Kısıtlar Teorisi, üretim hacmine dayalı olarak hesaplanan maliyetlerin gerçek durumu yansıtmadığını savunmaktadır. İşletmenin birincil amacı, kar elde etmektir. Satışlar ve maliyetlerdeki artış/azalış nedeni ile işletmenin karında artış/azalış olacaktır. Kısıtlar Teorisinde finansal tabanlı bir performans ölçümü yapılmaktadır. Performans, satış fiyatı, satış miktarı ve değişken maliyet olarak tanımlanan direkt ilk madde ve malzeme gideri arasındaki ilişkiye dayalı olarak ölçülmektedir.İşletmenin karını artırması için satışlarını artırması, satışlarını artırması için kısıtların işletme üzerindeki olumsuz etkilerinin tanımlanması ve kısıtların etkisini ortadan kaldırması gerekmektedir.Bu bağlamda, kısıtların etkin bir şekilde yönetilmesi gerekmektedir. Sistem olarak işletme bir bütündür ve kendi içinde değişik bileşenlerden oluşur. Sistem ve sistemin bileşenlerinin temel amaç, yani kar elde etme doğrultusunda uyum içinde çalışması gerekmektedir.
Kısıtlar Teorisi, 1970’ li yıllarda üretim ve lojistik konularında karşılaşılan sorunlara çözüm bulmak amacı ile Goldratt ve Cox tarafından geliştirilmiştir.
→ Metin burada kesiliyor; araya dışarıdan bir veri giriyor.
PR #1353, opened 2026-05-14
`RedisClient`: use `HardEventletTimeout` as default `always_raise` exception, allow configuration of `socket_timeout` and `socket_connect_timeout`

risicle:
https://trello.com/c/PEpdGAPE/1518-implement-solution-for-failed-writes-deletes-to-redis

Özellikle, yöneticilerin üretime odaklı olarak karar vermelerini eleştiren Kısıtlar Teorisi (KT) anlayışı, üretim planlamasını en uygun bir şekilde yapmaya odaklanmakta ve yöneticilerin ilgisini stok için üretim yapmak yerine, satışları ve işletmenin karını artırmaya yönlendirmektedir.
Firma kârının artmasında oldukça önemli olan kısıt yönetimi beş aşamada gerçekleşmektedir ve bu sürekli iyileştirme süreci bir döngü biçimindedir. Zira kısıtlar
teorisinin temel savı her sistemin en az bir kısıta sahip olduğudur. Dolayısıyla bir kısıtın belirlenip ortadan kaldırılması sonucu yeni bir kısıt oluşmaktadır ve döngü bu şekilde devam etmektedir. Bu beş aşamalı kısıt yönetim süreci aşamaları aşağıdaki gibidir:
2. KISIT YÖNETİM SÜRECİ AŞAMALARI
Birinci Aşama: Kısıtların Tespit Edilmesi
Üretim faaliyetlerinin uyumlu hale getirilmesi yani üretim sürecinin daha etkin ve akıcı hale getirilmesi için ilk yapılması gereken, üretim ortamındaki kısıtların tanımlanması ve belirlenmesidir. Bir sistemdeki darboğazı bulmak için iki yol vardır; birisi kapasite kaynak profili hazırlamak, diğeri belirli bir firmadaki bilgimizi kullanmak, sistemi incelemek ve yöneticilerle, çalışanlarla konuşmaktır.
İkinci Aşama: Kısıtların Nasıl Düzeltileceğine Karar Verilmesi
Temel kısıtlar belirlendikten sonra bütün çalışmalar, tüm sistemin performansını arttırabilmek için kısıtların tamamen kullanılmasını sağlamak yönünde olmalıdır. Diğer bir deyişle, kısıtlar teorisinin ikinci aşamasında amaç sistemin temel kısıtlarının sürecini (throughput) en yüksek düzeye çıkarmaktır, yani kısıtlardan maksimum süreci elde etmeye çalışmaktır. Bunun için kısıtlı kaynak kullanımı başına en çok süreci sağlayan malzemeler işlenerek firma kârı arttırılabilmektedir. Bu doğrultuda bu aşamada maksimum süreci sağlayacak optimal ürün karması belirlenebilmektedir.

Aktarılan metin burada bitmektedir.